Y mientras unos organismos y otros desarrollaban los trabajos de desencriptación sin publicidad, grabaciones que no eran accesibles para ellos aparecían en diferentes medios de comunicación. En julio de 2018, la Unidad de Asuntos Internos se encontraba transcribiendo una grabación en la que aparecía Corinna Larsen, la expareja extramatrimonial de Juan Carlos I, describiendo a Villarejo presuntos delitos cometidos por el rey emérito. Antes de que acabaran, Okdiario y El Español publicaron varios fragmentos de esa larga conversación entre el policía y Corinna Larsen. Con las informaciones de esos dos medios españoles, un fiscal de Suiza abrió en secreto una investigación. 

No fue el único caso de material desconocido grabado por Villarejo que aparecía publicado sin que los investigadores tuvieran conocimiento de haberlo requisado al comisario. En este apartado cabe incluir el serial de grabaciones ofrecidas por un medio entonces recién aparecido, Moncloa.com, que lograron sacudir la actualidad del momento. Sobre todo una de ellas en la que la actual fiscal general del Estado aparecía en 2009 charlando con Villarejo y otros comisarios en una comida. 

García Castellón abrió una pieza del caso para investigarlo, pero acabó archivándola sin averiguar de dónde procedían esos audios. La irrupción en el mapa mediático de moncloa.com mantiene importantes similitudes con otra web que se ha dado a conocer con las mismas grabaciones que publica estos días El País y que se llama Fuentes Informadas. 

En enero de este año, publico.es volcó extractos de otras dos conversaciones grabadas por Villarejo que no están en el sumario, al menos de forma accesible. Una de ellas fue publicada por el diario propiedad de Jaume Roures horas antes de que Villarejo compareciera en la comisión de investigación del Congreso. El comisario copó los titulares con la afirmación ante los parlamentarios que Rajoy dio el visto bueno a su colaboración con el PP, precisamente la principal revelación del audio que el digital había publicado por la mañana. 

¿Quién decide qué y cuándo se investiga?

Según ha podido reconstruir elDiario.es, las primeras piezas del caso Villarejo se abrieron a partir de atestados que la Unidad de Asuntos Internos entregaba a la Fiscalía y al juez –una práctica que ha continuado después–, pero que en aquel entonces tenían prioridad por resultar su contenido accesible a los técnicos de la Policía, la Unidad de Ciberdelincuencia.
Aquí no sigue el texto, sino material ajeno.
PR #8573, opened 2026-07-21
feat(query): add typed RangeSelect partial wire contract

discord9:
I hereby agree to the terms of the [GreptimeDB CLA](https://github.com/GreptimeTeam/.github/blob/main/CLA.md).

## Refer to a related PR or issue link (optional)

Stacked on #8571 and depends on GreptimeTeam/greptime-proto#329. This is the third part extracted from #8557. Please review commit `ff3ef83194`; parent commits will disappear from this PR diff as #8570 and #8571 merge.

## What's changed and what's your intention?

- Add a typed `RangeSelectPartialV1` wire contract for serializing only local Partial RangeSelect plans.
- Materialize canonical time, BY, and post-coercion aggregate argument slots without deduplicating repeated arguments.
- Encode and strictly validate alignment, aggregate kind/range, slot indexes, field contracts, and aggregate-state ABI version.
- Integrate Partial nodes with the default Substrait serializer while rejecting Complete and Final modes.
- Preserve qualified/aliased sources, dictionary-encoded BY inputs, non-millisecond public timestamps, and executable Partial output across a real Substrait round trip.
- Add golden V1 bytes plus unknown-field, unknown-payload, malformed-index, stale-metadata, ABI, and aggregate mismatch coverage.

The V1 aggregate-state ABI is explicitly versioned as `1`; unsupported versions are rejected. The protobuf change is additive field 6 in GreptimeTeam/greptime-proto#329.

This PR deliberately contains no feature option, lowering analyzer, DistPlanner placement, frontend configuration, SQL `SET` policy, or SQLness activation. Those belong to the final stacked PR. It remains Draft until the proto PR merges and this dependency is repinned to the canonical commit on proto `main`.

## PR Checklist

- [x] I have written the necessary rustdoc comments.
- [x] I have added the necessary unit tests and integration tests.
- [ ] This PR requires documentation updates.
- [x] API changes are backward compatible.
- [x] Schema or data changes are backward compatible.

PR #8571, opened 2026-07-20
refactor(query): add local RangeSelect partial and final stages

discord9:
I hereby agree to the terms of the [GreptimeDB CLA](https://github.com/GreptimeTeam/.github/blob/main/CLA.md).

## Refer to a related PR or issue link (optional)

Stacked on #8570. This is the second part extracted from #8557. Please review commit `a126440ab8`; the #8570 commit will disappear from this PR diff after the parent merges.

## What's changed and what's your intention?

- Introduce explicit local `Complete`, `Partial`, and `Final` RangeSelect execution modes without activating distributed pushdown.
- Split supported aggregate expressions into state-producing partial expressions and merge/final expressions for MIN, MAX, SUM, COUNT(column), AVG, and compound AVG.
- Reject unsupported DISTINCT, FILTER, ORDER BY, null-treatment, and non-column COUNT forms at the split boundary.
- Define deterministic internal state schemas, argument materialization, distribution requirements, partitioning, and emission behavior.
- Preserve the public timestamp and BY-column schemas while normalizing dictionary inputs for internal row conversion.
- Add execution coverage proving Complete equals two unequal Partials plus an empty Partial merged by Final, including null states, non-millisecond timestamps, dictionary BY values, and `FILL PREV` across a missing bucket.

This PR deliberately contains no wire format, serializer/lowering, feature option, DistPlanner, or SQLness changes. Those belong to later stacked PRs. It does not change persisted data or public API compatibility.

## PR Checklist

- [x] I have written the necessary rustdoc comments.
- [x] I have added the necessary unit tests and integration tests.
- [ ] This PR requires documentation updates.
- [x] API changes are backward compatible.
- [x] Schema or data changes are backward compatible.

PR #8557, opened 2026-07-17
feat(query): push down RangeSelect partial aggregation

discord9:
I hereby agree to the terms of the [GreptimeDB CLA](https://github.com/GreptimeTeam/.github/blob/main/CLA.md).

## Refer to a related PR or issue link (optional)

- Discussion: https://github.com/GreptimeTeam/greptimedb/discussions/8525
- Wire contract dependency: https://github.com/GreptimeTeam/greptime-proto/pull/329

## What's changed and what's your intention?

This PR adds a default-off experimental distributed RangeSelect optimization. Eligible range aggregates are split into remote Partial state production and frontend Final state merge:

```text
RangeSelectExec(Final)
  CoalescePartitionsExec
    MergeScanExec
      remote RangeSelectExec(Partial)
        ProjectionExec(materialized aggregate arguments)
```

Main changes:

- prune RangeSelect scan inputs to time, BY, aggregate, and filter dependencies;
- add Complete/Partial/Final logical and physical contracts using StateWrapper/MergeWrapper;
- materialize coerced aggregate arguments in a deterministic Projection;
- serialize only typed Partial V1 metadata through the greptime-proto contract;
- strictly validate and rebuild decoded Partial plans without sending DataFusion Expr bytes;
- classify only Partial as remotely commutative in DistPlanner;
- add operator-only, startup-time feature gating with mixed-version safety documentation;
- add real two-region MergeScan state-merge coverage and a dedicated frontend-enabled SQLness CI profile.

The feature remains disabled by default. Enabling it asserts that all reachable datanodes support `RangeSelectPartialV1` and a compatible aggregate-state ABI. Mixed-version rolling upgrades are not supported while enabled.

Validation completed:

- common-function aggregate-wrapper tests: 10 passed;
- RangeSelect plan tests: 57 passed;
- RangeSelect lowering tests: 5 passed;
- default serializer tests: 4 passed;
- DistPlanner analyzer tests: 64 passed, 1 ignored;
- operator option rejection test: passed;
- sqlness-runner: 35 passed;
- query checks, Rust/TOML formatting, generated config docs, and diff checks passed;
- dedicated feature-off/on distributed SQLness produced identical snapshots before the final fixture hardening;
- real Substrait TableScan roundtrip and in-process two-region MergeScan execution pass after the final qualifier fix.

Remaining Draft follow-up:

- merge greptime-proto PR #329 and repin this PR to the canonical main commit;
[...]

PR #8593, opened 2026-07-22
feat(query): push RangeSelect partial stages to datanodes

discord9:

Stacked on #8573 and depends transitively on #8571, #8570, and GreptimeTeam/greptime-proto#329. This is the final part extracted from #8557. Please review commit `3168552bde`; parent commits will disappear from this PR diff as the stack merges.

- Add the startup-only `experimental_enable_range_select_pushdown` frontend query option, disabled by default and rejected through SQL `SET`.
- Lower eligible Complete RangeSelect plans into typed Partial/Final stages only after the real Substrait serializer accepts the Partial. Unsupported or pre-dispatch encoding failures retain the Complete plan.
- Place only Partial stages below `MergeScan`; Complete and Final remain on the frontend.
- Propagate analyzer ordering and keep flownode execution disabled.
- Warn that every datanode reachable through routing, read preference, retries, and failover must support `RangeSelectPartialV1` and the same state ABI. Mixed-version operation is unsupported.
- Document that fallback is pre-dispatch only; Partial decode, planning, or execution failures after dispatch fail the query without a Complete retry.
- Add focused lowering/placement/fallback tests and an isolated experimental distributed SQLness case proving state-only Partial execution on two remote partitions with correct MIN/MAX/SUM/COUNT/AVG, compound expressions, and fill semantics.

The plan-sensitive SQLness case lives outside normal default-off cases and runs only in a Basic CI step with the frontend startup environment variable enabled. No runner or config-template plumbing is added.

## PR Checklist

### DIFF
--- a/.github/workflows/develop.yml
+++ b/.github/workflows/develop.yml
@@ -795,6 +795,11 @@ jobs:
         run: tar -xvf ./bins.tar.gz
       - name: Run sqlness
         run: RUST_BACKTRACE=1 ./bins/sqlness-runner bare ${{ matrix.mode.opts }} -c ./tests/cases --bins-dir ./bins --preserve-state
+      - if: matrix.mode.name == 'Basic'
+        name: Run experimental RangeSelect pushdown sqlness
+        env:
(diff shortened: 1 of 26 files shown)


discord9:
Closing temporarily while review focuses on the parent layers. The validated branch and experimental SQLness coverage are preserved for reopening or recreation later.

Eran piezas poco comprometedoras, si por ello se entiende que se trataba de encargos al comisario realizados por acaudalados particulares. 

¿Hay alguna otra institución, además de la Policía, que controlara el ritmo de la investigación seleccionando el orden de piezas a investigar? La respuesta es que solo la Fiscalía tuvo desde el principio la misma información que la Policía sobre algunas carpetas accesibles, que acabaron transformadas en piezas del caso. Pero solo unas pocas. A partir de ahí, eran los organismos encargados de la desencriptación los que marcaban las prioridades con el resultado que tenían sus trabajos. Esas piezas han afectado al Gobierno del Partido Popular, a empresas del Ibex, a la Corona… Esto ha cambiado con la publicación en El País, el recién nacido Fuentes Informadas y en el perfil en redes sociales de un activista de la derecha de abundantes grabaciones que, según los investigadores, solo pueden estar en la mitad encriptada del archivo incautado al comisario o en poder de Villarejo en algún lugar secreto.